# Services Watches Census



## mach 0.0013137 (Jan 10, 2005)

Firstly, to clear up possible confusion among newer members of the forum I`m not talking about watches used by any armed forces. This thread relates to products of The Services Watch Company Limited Leicester circa 1926 - 1980. I was just wondering how many Services watches are owned by other members of the forum, you`re no doubt all familiar with mine so show us yours


----------



## Bladerunner (Jun 4, 2006)




----------



## scottswatches (Sep 22, 2009)

a c1937 one for me


----------



## chris.ph (Dec 29, 2011)




----------



## William_Wilson (May 21, 2007)

This sounds like government snooping to me! 

Later,

William


----------



## chris.ph (Dec 29, 2011)

there are only three out there mach has the rest


----------



## Doxa (Oct 30, 2013)




----------



## mach 0.0013137 (Jan 10, 2005)

A nice quartet so far but surely this can`t be right...



chris.ph said:


> there are only three out there mach has the rest


There must others out there :blink:


----------



## William_Wilson (May 21, 2007)

Shhh... there's Spot.










Later,

William


----------



## mach 0.0013137 (Jan 10, 2005)

William_Wilson said:


> This sounds like government snooping to me!
> 
> Later,
> 
> William


I have no idea what you`re talking about :to_keep_order: 

Nice Diplomat you have there BTW :thumbsup:


----------



## handlehall (Aug 7, 2009)

mach 0.0013137 said:


> A nice quartet so far but surely this can`t be right...
> 
> 
> 
> ...


I've got a picture I could post :twisted:


----------



## mach 0.0013137 (Jan 10, 2005)

handlehall said:


> I've got a picture I could post :twisted:


Only if you actually own it


----------



## mel (Dec 6, 2006)

5th amendment - -

I refuse to answer on the grounds you may tend to incriminate me by notifying Mrs Mel about my Secret Services stock :lol:

(but you know I've got the Compy! )


----------



## mach 0.0013137 (Jan 10, 2005)

mel said:


> 5th amendment - -
> 
> I refuse to answer on the grounds you may tend to incriminate me by notifying Mrs Mel about my Secret Services stock :lol:
> 
> (but you know I've got the Compy! )


Fess up Mel, I`m sure I still have your address somewhere & you wouldn`t want me to drop a note to Mrs Mel listing all your little indiscretions now would you? :wink2: :lol:

A photo of the Compy would be a good start


----------



## Robin S (Nov 1, 2008)

I'd have to go through the tubs to find them all, but here are a few previously snapped :


----------



## Robin S (Nov 1, 2008)




----------



## mach 0.0013137 (Jan 10, 2005)

Another excellent selection,If I`m right that Daventry was made by Keinzle.
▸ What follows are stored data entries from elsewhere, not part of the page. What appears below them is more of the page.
PR #949, opened 2023-02-22
de_grad term: grad can be multiplied by vector or matrix

vlukes:
This PR allows to multiply the gradient by either a vector or a matrix, not only by a scalar.

### DIFF
--- a/sfepy/terms/terms_multilinear.py
+++ b/sfepy/terms/terms_multilinear.py
@@ -1497,7 +1497,9 @@ class EGradTerm(ETermBase):
 
     .. math::
         \int_{\Omega} \nabla \ul{v} \mbox { , }
-        \int_{\Omega} c \nabla \ul{v}
+        \int_{\Omega} c \nabla \ul{v} \mbox { , }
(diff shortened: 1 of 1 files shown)


sfepy/terms/terms_multilinear.py
```diff
@@ -1516,8 +1519,16 @@ def get_function(self, mat, virtual, mode=None, term_mode=None,
...
+            if mat.shape[-2:] == (1, 1):
+                mul = '00'
+            elif mat.shape[-2:] in [(dim, 1), (dim, dim)]:
+                mul = 'jk'
+            else:
+                raise ValueError(f'wrong matrial shape! ({mat.shape[-2:]})')
+
             fun = self.make_function(
-                '00,i.j', mat, virtual, diff_var=diff_var,
+                mul + ',i.j', mat, virtual, diff_var=diff_var,
```
rc, line 1531: It might be more readable to either put the entire `make_function()` call into the `if` branches (like other terms do), or at least use something like `expr = '00,i.j'`, ...

rc:
Thanks, LGTM!

Issue #880, opened 2016-04-12
CORS pre-flight for foreign fetch


mkruisselbrink:
At the F2F the point was brought up if foreign fetch should involve some kind of pre-flight like regular cross origin CORS requests has. This could take the form of extending the `ForeignFetchOptions` dictionary to have additional fields to limit which requests can get intercepted by the foreign fetch service worker, such as allowed methods and headers.

mkruisselbrink:
@wanderview does this sum up your concerns?

wanderview:
Yea, I think some kind of safety belt seems reasonable since I expect many writers of ForeignFetchEvent service workers won't understand all the different types of requests that could be thrown at it.  Having to explicitly opt in to handling POSTs would be good to prevent naive pass-through code accidentally sending posts to the server without CORS protections.

Thanks.

annevk:
I thought the idea was that registering for foreign fetch was sufficient for this. Note that with on the web you can POST without CORS preflight.

wanderview:
In theory yes you are opting in, but I don't think devs will realize all the kinds of things which might get maliciously sent.  I think we should safety belts similar to what cors provides to protect the server.

This could just be implementing cors at this layer which was suggested by Alex.

annevk:
I really don't see why. We already have all those safety belts with the protocol we designed around respondWith(). The preflight only exists because servers might not know about CORS at all. That's not the case for entirely new features.

delapuente:
@wanderview can you explain an example of malicious request where we should use these belts and `respondWith()` protocols are not enough? @annevk , what happen if one of this request reaches the network?

annevk:
@delapuente then it would go through the normal non-foreign-fetch code path, right?

delapuente:
And the usual CORS mechanisms actuated and all is fine. Isn't it?

annevk:
Yeah.

wanderview:
If a site only tests with GET requests and just blanket passes requests through with respondWith(evt.request).  Once they go through the foreign fetch they are considered from the new origin, past the CORS boundary.  If some sends a POST with a dangerous header this naive foreign fetch SW script will send it to server without any pre-flight.

delapuente:
Do you mean this?
```js
self.onforeignfetch = evt => {
  var evilRequest = evt.request;
  evt.respondWith(fetch(evilRequest));
};
```

wanderview:
Essentially yes.

annevk:
[...]

PR #1067, opened 2017-02-03
Add check for CORS-safelisted methods and headers to foreign fetch.

mkruisselbrink:
We probably ultimately want to add the extra options to
ForeignFetchOptions as discussed in #880, but for now just limiting
headers and methods to CORS safelisted values seems reasonable, and
matches chrome's implementation.


mkruisselbrink:
Tests for this behavior are in chrome's foreign fetch tests, which I'm in the process of upstreaming to WPT (and if we decide not to merge this, I'll of course take out those tests from what I upstream).

mkruisselbrink:
> Extending ForeignFetchOptions and sorting out the behavior for extra headers seem to be still needed, right?

Yes, to lift the restrictions this PR introduces we'd still want to add options to ForeignFetchOptions to support intercepting requests with extra headers or non-standard methods.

I`ve got this almost mint Marine...



Unfortunately the winder slips, one day I`ll find a suitable donor movement for it


----------



## KevG (Dec 15, 2008)

I got a few that escaped


----------



## KevG (Dec 15, 2008)

Page 2







Kev


----------



## mach 0.0013137 (Jan 10, 2005)

A very nice collection Kev :thumbsup:


----------



## Robin S (Nov 1, 2008)

A couple more, this Daventry is clearly different from my other one previously posted and also Kev's.


----------



## mach 0.0013137 (Jan 10, 2005)

Another fine pair & it`s good to see at least some people out there appreciate Services watches


----------



## Robin S (Nov 1, 2008)

My third Daventry arrived today. All different, I think this is a earliest of the three, from mid to late 30's?


----------



## mach 0.0013137 (Jan 10, 2005)

As shown bottom right in this circa 1937 Services brochure...


----------



## Delroyb (Jul 17, 2013)

I have a couple at the moment.

This Dispatch Rider and a regular 17 Jewel/date wrist jobbie, though that will be moved on on the Bay soon.


----------



## mach 0.0013137 (Jan 10, 2005)

You know who to contact t if you want to let the DR go :wink2:


----------



## Worzel (Jan 12, 2010)

The thread made me remember that these were stuffed in the sock draw.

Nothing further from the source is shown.